::: DATA FOR THIS EXERCISE
PR #640, opened 2019-09-11
Fix TRON contract types

leoneparise:
## Checklist

### DIFF
--- a/src/Tron/Protobuf/TronInternal.proto
+++ b/src/Tron/Protobuf/TronInternal.proto
@@ -10,13 +10,13 @@ message Transaction {
             AccountCreateContract = 0;
             TransferContract = 1;
             TransferAssetContract = 2;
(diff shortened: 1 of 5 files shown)


src/Tron/Protobuf/TronInternal.proto
```diff
@@ -10,13 +10,13 @@ message Transaction {
...
-            VoteAssetContract = 7;
-            VoteWitnessContract = 8;
-            TriggerSmartContract = 9;
+            VoteAssetContract = 3;
+            VoteWitnessContract = 4;
+            FreezeBalanceContract = 11;
+            UnfreezeBalanceContract = 12;
+            WithdrawBalanceContract = 13;
+            UnfreezeAssetContract = 14;
+            TriggerSmartContract = 31;
```
hewigovens: So we have to keep the same numbers?

PR #660, opened 2019-09-23
added jitpack to gradle

vcoolish:
## Description

Added Jitpack upload to android gradle scripts

## Testing instructions

Run android-jitpack in tools dir


vcoolish:
It will publish automatically

PR #666, opened 2019-09-26
Added jitpack yml script

vcoolish:
## Description

JitPack needs to install dependencies to build android lib so I added yml script for it. It will run before jitpack build


vcoolish:
> LGTM.
> 
> Though I didn't expect a `./gradlew install` since here the goal is to assemble the binary, unless I'm missing something. 🤔

Maybe we dont need this line as jitpack builds it

eddywm:
> > LGTM.
> > Though I didn't expect a `./gradlew install` since here the goal is to assemble the binary, unless I'm missing something. thinking
> 
> Maybe we dont need this line as jitpack builds it

Would make sense :ok_hand:

PR #681, opened 2019-10-08
Solana: update stake functionality

CriesofCarrots:
## Description

These changes update wallet-core's Solana integration to manage stake delegation with a single private key.

Stake public keys are derived deterministicly from the wallet public key, the Stake program id, and the first 32 bytes of the Validator's base-58-encoded vote public key.

## Testing instructions

Unit tests and iOS/Android integration tests updated

## Types of changes

Only for staking functionality

## Checklist


vikmeup:
@CriesofCarrots currently our interfaces designed to be used for just one user/address/private key, in this case external interface is not aware of the public key - unless it's a public key of the delegator that you are planning to delegate your funds to.

Besides that you might want to re-think how to implement that logic inside Wallet Core. Take a look at examples on platform.trustwallet.com, also codebase for it: https://github.com/trustwallet/platform

CriesofCarrots:
> @CriesofCarrots currently our interfaces designed to be used for just one user/address/private key, in this case external interface is not aware of the public key - unless it's a public key of the delegator that you are planning to delegate your funds to.

Thanks, @vikmeup , I have rewritten our interface to utilize just the user key and delegator key for all staking actions. I think this should meet your api requirements.

It will be great to see the actual platform code. I will check it out and see if we can improve our implementation.

leoneparise:
@CriesofCarrots can you add your implementation to [AnySigner](https://github.com/trustwallet/wallet-core/blob/master/src/Any/Signer.cpp)? We use AnySigner to sign JSON transactions from web applications.

CriesofCarrots:
@leoneparise , finally done! AnySigner implementation added.
Sorry this got so stale; we've been working through some staking program changes on our end.

It looks like you all have done a lot of good work on staking integration & related documentation; we've clearly got some more work to do to complete our staking integration with Trust (blockatlas, web-core, etc). But if possible, I'd love to see this pr land and then build on it to complete that integration. Does that work?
::::::
Go through the records above and copy each line exactly.

PR #640, opened 2019-09-11
Fix TRON contract types

leoneparise:
## Checklist

### DIFF
--- a/src/Tron/Protobuf/TronInternal.proto
+++ b/src/Tron/Protobuf/TronInternal.proto
@@ -10,13 +10,13 @@ message Transaction {
             AccountCreateContract = 0;
             TransferContract = 1;
             TransferAssetContract = 2;
(diff shortened: 1 of 5 files shown)


src/Tron/Protobuf/TronInternal.proto
```diff
@@ -10,13 +10,13 @@ message Transaction {
...
-            VoteAssetContract = 7;
-            VoteWitnessContract = 8;
-            TriggerSmartContract = 9;
+            VoteAssetContract = 3;
+            VoteWitnessContract = 4;
+            FreezeBalanceContract = 11;
+            UnfreezeBalanceContract = 12;
+            WithdrawBalanceContract = 13;
+            UnfreezeAssetContract = 14;
+            TriggerSmartContract = 31;
```
hewigovens: So we have to keep the same numbers?

PR #660, opened 2019-09-23
added jitpack to gradle

vcoolish:
## Description

Added Jitpack upload to android gradle scripts

## Testing instructions

Run android-jitpack in tools dir


vcoolish:
It will publish automatically

PR #666, opened 2019-09-26
Added jitpack yml script

vcoolish:
## Description

JitPack needs to install dependencies to build android lib so I added yml script for it. It will run before jitpack build


vcoolish:
> LGTM.
> 
> Though I didn't expect a `./gradlew install` since here the goal is to assemble the binary, unless I'm missing something. 🤔

Maybe we dont need this line as jitpack builds it

eddywm:
> > LGTM.
> > Though I didn't expect a `./gradlew install` since here the goal is to assemble the binary, unless I'm missing something. thinking
> 
> Maybe we dont need this line as jitpack builds it

Would make sense :ok_hand:

PR #681, opened 2019-10-08
Solana: update stake functionality

CriesofCarrots:
## Description

These changes update wallet-core's Solana integration to manage stake delegation with a single private key.

Stake public keys are derived deterministicly from the wallet public key, the Stake program id, and the first 32 bytes of the Validator's base-58-encoded vote public key.

## Testing instructions

Unit tests and iOS/Android integration tests updated

## Types of changes

Only for staking functionality

## Checklist


vikmeup:
@CriesofCarrots currently our interfaces designed to be used for just one user/address/private key, in this case external interface is not aware of the public key - unless it's a public key of the delegator that you are planning to delegate your funds to.

Besides that you might want to re-think how to implement that logic inside Wallet Core. Take a look at examples on platform.trustwallet.com, also codebase for it: https://github.com/trustwallet/platform

CriesofCarrots:
> @CriesofCarrots currently our interfaces designed to be used for just one user/address/private key, in this case external interface is not aware of the public key - unless it's a public key of the delegator that you are planning to delegate your funds to.

Thanks, @vikmeup , I have rewritten our interface to utilize just the user key and delegator key for all staking actions. I think this should meet your api requirements.

It will be great to see the actual platform code. I will check it out and see if we can improve our implementation.

leoneparise:
@CriesofCarrots can you add your implementation to [AnySigner](https://github.com/trustwallet/wallet-core/blob/master/src/Any/Signer.cpp)? We use AnySigner to sign JSON transactions from web applications.

CriesofCarrots:
@leoneparise , finally done! AnySigner implementation added.
Sorry this got so stale; we've been working through some staking program changes on our end.

It looks like you all have done a lot of good work on staking integration & related documentation; we've clearly got some more work to do to complete our staking integration with Trust (blockatlas, web-core, etc). But if possible, I'd love to see this pr land and then build on it to complete that integration. Does that work?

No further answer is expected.